**Your instructions**
Copy out all lines from the material that contain the string "argv".

**Material provided**
****************************************
PR #1296, opened 2016-04-15
Added support to pass custom command line args with `--`.

bigp:
This isn't a full ideal solution, but at least it allows the parameters past "--" to get leaked down to your custom script's `process.argv` array (includes the ones beforehand however, too).
Ideally these would be stored in some global / accessible property so that they can be easily obtained in a cleaned up array.

Example:

Call:

    brunch build -p -- "hello world"

Could then give you, ideally:

   exports.customArgs[0] == "hello world"

But for now you have to read the `process.argv` array manually and do what you want with it.

### DIFF
--- a/lib/commands.js
+++ b/lib/commands.js
@@ -31,6 +31,7 @@ program.command('build [path]')
   .option('-p, --production', 'same as `--env production`')
   .option('-d, --debug [pattern]', 'print verbose debug output to stdout')
   .option('-j, --jobs [num]', 'parallelize the build')
+  .option('--', 'separates and passes the remaining parameters to your brunch-config script')
   .action(commands.build);
 
 program.command('watch [path]')
@@ -42,6 +43,7 @@ program.command('watch [path]')
   .option('-d, --debug [pattern]', 'print verbose debug output to stdout')
   .option('-j, --jobs [num]', 'parallelize the build')
   .option('--stdin', 'listen to stdin and exit when stdin closes')
+  .option('--', 'separates and passes the remaining parameters to your brunch-config script')
   .action(commands.watch);
 
 const checkForRemovedOptions = (args, command) => {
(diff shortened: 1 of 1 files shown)


bigp:
Apologies in advance if I'm not making pull-requests correctly (my 1st to open-source projects to be honest!)

If I'm supposed to bump up the version number of something (package.json or whatever), let me know.

paulmillr:
What are you trying to achieve with this? Could you give us any examples?

bigp:
Best way I can describe it (since my project example is way too cluttered to send at the moment), is that I have a brunch project that uses a `brunch-config.js` file requiring custom modules (although I wouldn't call my scripts modules at this point, still early in development!).

I call it a `multiout` setup, where I'm publishing out several \*.html, \*js, \*.css and \*.png (texture atlases) for my HTML5 ***ad development***. And my client recently demanded a whole bunch of them, in different categories, and languages. Fun stuff.

I'm aware there are overwriteable `--env` / `-e` command-line options, but since I want to keep the **production** vs **debug** (or however you call the `brunch watch --server` default environment), but I prefer to keep those parameters apart to strictly tell my app when to publish all the Ads for "devevelopment" purpose, and when to optimize it for "production" (strip out any console.log / debug checks etc.).

How I use the extra custom parameters is to focus brunch on an entire different sub-directory (essentially a specific Ad category, different campaigns type of thing) to automatically populate it's watch-folders, `js` and `css` **joinTo** file patterns.

That way, instead of dumping all the ads directly under `app/`, I can organize them as `app/campaignA/` and `app/campaignB/` and selectively compile only a smaller batch of Ads that I need, by typing something like:

    brunch watch --server -- campaignA

Now, how my config file uses the "campaignA" parameter is a very complex setup I could post in an entire article of its own. But I think all in all, allowing devs to use their own custom parameters within a brunch command-line call is a bonus.

Hopefully this makes... some sort of sense.

paulmillr:
```
brunch watch —server —env campaignA
brunch build —production —env campaignA
brunch build —env production campaignA
```

all of those should work.

bigp:
Ah! Well then... I take back my pull-request! Sorry about the huge unecessary explanation!

Going to close this now.

squishleheimer:
Can we get a concrete example of how to use/access the CLI --env variable?

paulmillr:
Use where?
****************************************
**Solution to the problem**
This isn't a full ideal solution, but at least it allows the parameters past "--" to get leaked down to your custom script's `process.argv` array (includes the ones beforehand however, too).
But for now you have to read the `process.argv` array manually and do what you want with it.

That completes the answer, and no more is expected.